Pero ambos apuntaban a un mismo fin: encontrar recursos que lleguen a las arcas del Tesoro provincial en el transcurso del año, al margen de los ingresos ya asegurados, ya que estos últimos, según los cálculos originales, no alcanzarían para afrontar los gastos previstos para el ejercicio y habría que cubrir el déficit que surge del Presupuesto.
En esta oportunidad, Arlía descartó avanzar hacia otra reforma fiscal, pero se mostró dispuesto a sondear el panorama con vistas al lanzamiento de un bono.

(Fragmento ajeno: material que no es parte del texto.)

PR #107, opened 2024-10-29
Adding `dev_mode = false` to `fibad_default_config.toml`

drewoldag:
The primary purpose of this PR is to add a `dev_mode` flag that will allow developers (specifically of external libraries) to move more quickly, and avoid having to define default config values. Instead they will be able to modify and use their user-specific config file during development, with the understanding that, prior to deploying/releasing their code, they will need to introduce a default config file.

Additionally, this PR removes the unused "use_gpu" default config key.


mtauraso (approved):
LGTM.

PR #113, opened 2024-11-01
Initial version of filter_catalog feature.

### LINKED ISSUE #111: Add ability to filter a large HSCDataset down by use of a catalog file
The intent here is to make `HSCDataSetContainer` faster to initialize when large datasets are present, by allowing filtering of the dataset down to a select set of objects.
Feature:
The fibad config would optionally include the name of a catalog file which would contain a list of object IDs that we want to use as a limiter for what files `HSCDataSetContainer` will read in when called by pytorch.

Optionally this catalog file will include filters, filenames, and dimensions. 

If filters and files are provided for each object ID, then `HSCDataSetContainer` will assume all files listed exist and will not list the directory to scan through files during initialization. It will open all files referenced to determine dimensions. If dimensions are also provided, it will not open any files or list any directories during initialization.
 
At present we cannot necessarily rely on a download manifest file with all columns populated due to downloads happening concurrently with fibad development; however, a current-day fibad manifest file would suffice for the performance purpose above (if not the filtering purpose).

mtauraso:
- We can take a fits file as a config
- We filter objects_ids out of a big dataset based on it
- We also skip filesystem checks if there is enough info in the filter catalog.
- Lacks any unit testing
- Added the prepare verb, but right now it just gives you the dataset object when run from a notebook.

Closes #111

### DIFF
--- a/src/fibad/data_sets/hsc_data_set.py
+++ b/src/fibad/data_sets/hsc_data_set.py
@@ -9,6 +9,7 @@ from typing import Literal, Optional, Union
 import numpy as np
 import torch
 from astropy.io import fits
+from astropy.table import Table
 from torch.utils.data import Dataset
 from torchvision.transforms.v2 import CenterCrop, Compose, Lambda
 
@@ -240,6 +241,10 @@ class HSCDataSetSplit(Dataset):
         return self.data[self.indexes[idx]]
 
 
+dim_dict = dict[str, tuple[int, int]]
+files_dict = dict[str, dict[str, str]]
+
+
 class HSCDataSetContainer(Dataset):
     def __init__(self, config):
         # TODO: What will be a reasonable set of tranformations?
@@ -250,12 +255,14 @@ class HSCDataSetContainer(Dataset):
 
         crop_to = config["data_set"]["crop_to"]
         filters = config["data_set"]["filters"]
+        filter_catalog = config["data_set"]["filter_catalog"]
 
         self._init_from_path(
             config["general"]["data_dir"],
             transform=transform,
             cutout_shape=crop_to if crop_to else None,
             filters=filters if filters else None,
+            filter_catalog=Path(filter_catalog) if filter_catalog else None,
         )
 
     def _init_from_path(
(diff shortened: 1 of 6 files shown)


src/fibad/downloadCutout/downloadCutout.py
```diff
@@ -762,6 +764,9 @@ def parse_bool(s: Union[str, bool]) -> bool:
     if isinstance(s, bool):
         return s
 
+    if isinstance(s, np.bool):
```
mtauraso, line 767: This is a bug I ran into which I'm pretty sure numpy fixed in a later version by making `np.bool` an alias of `bool` I ran across it while testing this, but it could impact download/resume (but hasn't so far).

src/fibad/fibad_default_config.toml
```diff
@@ -90,6 +90,10 @@ crop_to = false
 #filters = ["HSC-G", "HSC-R", "HSC-I", "HSC-Z", "HSC-Y"]
 filters = false
 
+# A fits file which specifies object IDs to filter a large dataset in [general].data_dir down
+# Implementation is dataset class dependent. Default is false meaning now filtering.
+filter_catalog = false
```
mtauraso, line 95: I hate the name of this config but couldn't think of a better one.

src/fibad/data_sets/hsc_data_set.py
```diff
@@ -335,11 +362,17 @@ def _scan_file_names(self, filters: Optional[list[str]] = None) -> dict[str, dic
 
         files = {}
         # Go scan the path for object ID's so we have a list.
-        for filepath in Path(self.path).glob("[0-9]*.fits"):
+        for filepath in Path(self.path).iterdir():
```
mtauraso, line 365: The switch to iterdir is intentional. I believe it is doing less work than `glob` and that we might have some perf gain when the directory has 10M files in it.

Yes this is the premature optimization you were warned about 😈

src/fibad/data_sets/hsc_data_set.py
```diff
@@ -359,7 +392,57 @@ def _scan_file_names(self, filters: Optional[list[str]] = None) -> dict[str, dic
 
         return files
 
-    def _scan_file_dimensions(self) -> dict[str, tuple[int, int]]:
+    def _read_filter_catalog(
+        self, filter_catalog_path: Optional[Path]
+    ) -> Optional[Union[list[str], files_dict, tuple[files_dict, dim_dict]]]:
```
mtauraso, line 397: This could do with a docstring.

aritraghsh09 (approved):
I tested this with a small HSC catalog, and it works as expected. The dataset being returned by prepare also works well. 

While using and testing this out, I came across some changes I want to suggest (with respect to splitting and other things); but I will put them into another branch/PR. 

Let's get this merged first.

Hace un año, Scioli también resolvió congelar la emisión de un bono que, según se informó en su momento, se iba a colocar en los mercados financieros externos por unos 300 millones de dólares.
La intención del gobernador es no utilizar esos posibles fondos, que implicarían una nueva deuda para la Provincia, en gastos corrientes (sueldos y costos de funcionamiento del aparato estatal). Por eso, “hasta que no se defina si esas erogaciones se pueden cubrir con otro tipo de ingresos y se pueda destinar lo que genere el bono a inversiones, no se pondrá en marcha el operativo de emisión”, indicaron las fuentes.
La Provincia volvería a la carga con la idea de lanzar un título al mercado internacional. Claro que para que ello ocurra deberán producirse indicios claros e inequívocos de que la crisis internacional comenzó a ceder y que la situación se revierte.